Source records:
[Start of Attachment]
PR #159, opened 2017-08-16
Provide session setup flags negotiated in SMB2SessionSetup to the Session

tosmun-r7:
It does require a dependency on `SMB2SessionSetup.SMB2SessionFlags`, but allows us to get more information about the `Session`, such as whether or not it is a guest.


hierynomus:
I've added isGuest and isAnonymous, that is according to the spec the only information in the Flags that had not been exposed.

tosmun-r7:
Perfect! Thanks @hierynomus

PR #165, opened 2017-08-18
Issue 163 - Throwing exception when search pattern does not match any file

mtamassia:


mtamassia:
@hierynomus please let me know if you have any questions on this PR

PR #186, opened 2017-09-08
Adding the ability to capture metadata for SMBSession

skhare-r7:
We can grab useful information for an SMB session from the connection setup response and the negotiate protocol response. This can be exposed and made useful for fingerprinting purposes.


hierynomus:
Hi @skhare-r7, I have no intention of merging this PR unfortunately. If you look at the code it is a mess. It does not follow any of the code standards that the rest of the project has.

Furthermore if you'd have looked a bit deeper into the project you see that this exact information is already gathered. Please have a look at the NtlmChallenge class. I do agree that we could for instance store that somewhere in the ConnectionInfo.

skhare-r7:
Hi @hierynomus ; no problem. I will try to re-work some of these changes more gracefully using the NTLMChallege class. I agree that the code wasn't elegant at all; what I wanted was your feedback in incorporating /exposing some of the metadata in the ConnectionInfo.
[End of Attachment]
[Start of Attachment]
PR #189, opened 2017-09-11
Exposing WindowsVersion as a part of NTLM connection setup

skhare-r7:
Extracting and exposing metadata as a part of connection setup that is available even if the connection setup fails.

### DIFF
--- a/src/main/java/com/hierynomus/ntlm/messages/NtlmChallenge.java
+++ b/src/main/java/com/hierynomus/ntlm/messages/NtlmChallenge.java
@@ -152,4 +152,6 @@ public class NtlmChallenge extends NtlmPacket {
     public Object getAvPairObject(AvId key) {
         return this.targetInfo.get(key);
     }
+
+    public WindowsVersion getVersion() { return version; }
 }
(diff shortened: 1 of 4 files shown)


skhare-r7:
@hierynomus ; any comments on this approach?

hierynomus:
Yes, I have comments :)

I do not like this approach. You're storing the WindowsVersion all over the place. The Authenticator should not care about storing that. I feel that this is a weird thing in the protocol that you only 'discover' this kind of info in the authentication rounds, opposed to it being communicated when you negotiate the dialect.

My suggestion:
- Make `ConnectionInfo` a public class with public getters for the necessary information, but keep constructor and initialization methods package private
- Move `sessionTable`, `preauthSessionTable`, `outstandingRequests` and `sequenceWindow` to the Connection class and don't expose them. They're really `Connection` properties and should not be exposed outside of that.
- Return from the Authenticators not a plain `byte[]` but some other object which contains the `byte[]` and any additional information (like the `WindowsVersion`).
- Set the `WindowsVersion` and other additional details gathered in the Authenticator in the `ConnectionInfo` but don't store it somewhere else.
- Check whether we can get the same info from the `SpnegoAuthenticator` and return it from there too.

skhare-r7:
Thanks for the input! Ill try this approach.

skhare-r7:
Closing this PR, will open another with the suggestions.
[End of Attachment]
[Start of Attachment]
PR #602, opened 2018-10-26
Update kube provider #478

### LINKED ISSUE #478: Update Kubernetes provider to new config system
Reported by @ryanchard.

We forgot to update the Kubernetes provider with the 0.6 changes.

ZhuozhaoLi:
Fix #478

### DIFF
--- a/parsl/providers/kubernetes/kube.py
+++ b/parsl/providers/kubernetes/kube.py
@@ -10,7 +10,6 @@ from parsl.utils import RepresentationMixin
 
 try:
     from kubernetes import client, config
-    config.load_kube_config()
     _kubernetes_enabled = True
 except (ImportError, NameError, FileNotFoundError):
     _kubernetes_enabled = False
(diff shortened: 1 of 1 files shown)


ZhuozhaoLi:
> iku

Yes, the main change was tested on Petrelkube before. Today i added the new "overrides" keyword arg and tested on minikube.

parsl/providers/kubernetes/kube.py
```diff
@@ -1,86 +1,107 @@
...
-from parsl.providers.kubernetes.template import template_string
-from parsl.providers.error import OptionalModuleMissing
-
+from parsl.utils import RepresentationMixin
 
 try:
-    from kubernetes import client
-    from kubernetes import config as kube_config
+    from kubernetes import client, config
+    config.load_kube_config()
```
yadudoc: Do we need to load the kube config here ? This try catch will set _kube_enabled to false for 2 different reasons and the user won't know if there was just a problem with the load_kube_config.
[End of Attachment]
Exactly one number is wanted in reply: the count of lines above that hold the string "comments".

[ANSWER SPACE] 2